-- Opening Marker --

PR #853, opened 2023-10-27
Repartition batched delete

BenChand:
Refactoring delete method to match other AssetHierarchy operations, using a single partition with `batchedOperation` helper function

It's a bit suspicious that all the other operations are fine when using nullable metadata maps/structs in the query, and the only difference I can really see is that they repartition(size=1) first. Maybe there's a reason delete doesn't do this specifically?

I was wondering if the NPE could be related to some stack overflow issues with workers not having a full spark context (which only comes up when a raw RDD has been set up ??). It could be unrelated, but sparks lazy transformations seem tricky to pin down

https://stackoverflow.com/questions/38986776/nullpointerexception-in-spark-rdd-map-when-submitted-as-a-spark-job

https://stackoverflow.com/questions/32923262/spark-nullpointerexception-with-saveastextfile

https://stackoverflow.com/questions/23793117/nullpointerexception-in-scala-spark-appears-to-be-caused-be-collection-type


dmivankov:
If that's related to NPE debugging, would it be possible to first test if this helps locally or in dev cluster?

dmivankov:
Also is it an attempt to fix NPE or to get more context for when it happens.
Also note that going to java17 may provide more context to NPE due to new "helpful npes" feature

BenChand:
> If that's related to NPE debugging, would it be possible to first test if this helps locally or in dev cluster?

Testing locally might prove difficult since it only appears when there is data coming from raw - dev cluster might be easier to reproduce, but I'm not too familiar with how that works with this cdf-spark-datasource code. Can we run this partition(1) code directly on the dev spark cluster somehow? Or just put it behind a feature flag that's only enabled on the dev cluster jetfire driver

> Also is it an attempt to fix NPE or to get more context for when it happens. Also note that going to java17 may provide more context to NPE due to new "helpful npes" feature

Yeah this is more of an attempt to fix NPE. Might be good to try java17 first and see if that gives any new info

BenChand:
I've put the single partition delete behind a feature flag which can be enabled by adding an option to the dataframe in jetfire, so we can just enable it on azure-dev/greenfield

src/main/scala/cognite/spark/v1/DefaultSource.scala
```diff
@@ -398,6 +398,9 @@ object DefaultSource {
     val collectMetrics = toBoolean(parameters, "collectMetrics")
     val collectTestMetrics = toBoolean(parameters, "collectTestMetrics")
 
+    val enableSinglePartitionDeleteAssetHierarchy =
+      toBoolean(parameters, "enableSinglePartitionDeleteHierarchy")
```
dmivankov, line 402:
```suggestion
      toBoolean(parameters, "enableSinglePartitionDeleteHierarchy", defaultValue = false)
```
maybe even like this, though it is the default default

src/main/scala/cognite/spark/v1/AssetHierarchyBuilder.scala
```diff
@@ -79,23 +79,40 @@ class AssetHierarchyBuilder(config: RelationConfig)(val sqlContext: SQLContext)
...
+          batchedOperation[DeleteItemByCogniteId, Unit](
+            rows.map(r => fromRow[DeleteItemByCogniteId](r)).toVector,
+            // The API calls throw exception when any of the ids do not exist
+            ids =>
+              client.assets
+                .deleteRecursive(ids.map(_.toCogniteId), recursive = true, ignoreUnknownIds = true)
+                .flatTap(_ => incMetrics(itemsDeleted, ids.size))
+                .map(Seq(_)),
+            batchSize = batchSize
+          ).void.unsafeRunSync()
```
dmivankov, line 95:
```suggestion
          ).void.unsafeRunSync()
```
interesting how libs author decided to use `void` name for conversion to `Unit` (parameter) type (which is not same as `Void`/`Nothing` type) :sweat_smile:

src/main/scala/cognite/spark/v1/AssetHierarchyBuilder.scala
```diff
@@ -79,23 +79,40 @@ class AssetHierarchyBuilder(config: RelationConfig)(val sqlContext: SQLContext)
...
-        }
-        .compile
-        .drain
-        .unsafeRunSync()
-    })
+    if (config.enableSinglePartitionDeleteAssetHierarchy) {
+      data
+        .repartition(numPartitions = 1)
+        .foreachPartition((rows: Iterator[Row]) => {
+          batchedOperation[DeleteItemByCogniteId, Unit](
```
dmivankov, line 86: A little more deviation from the other branch than just `repartition`, but on the surface looks ~same with `batchedOperation` helper. If you want to reduce things changed at a time may be worth keeping same code as the other branch (or even wrapping just the `data.` vs `data.repartition(1)` into a conditional)

dmivankov (approved):
Should be safe enough to try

-- Closing Marker --

## What this task involves
Your task is to find every line above containing the word "helper" and copy it.

## Problem solution
Refactoring delete method to match other AssetHierarchy operations, using a single partition with `batchedOperation` helper function
dmivankov, line 86: A little more deviation from the other branch than just `repartition`, but on the surface looks ~same with `batchedOperation` helper. If you want to reduce things changed at a time may be worth keeping same code as the other branch (or even wrapping just the `data.` vs `data.repartition(1)` into a conditional)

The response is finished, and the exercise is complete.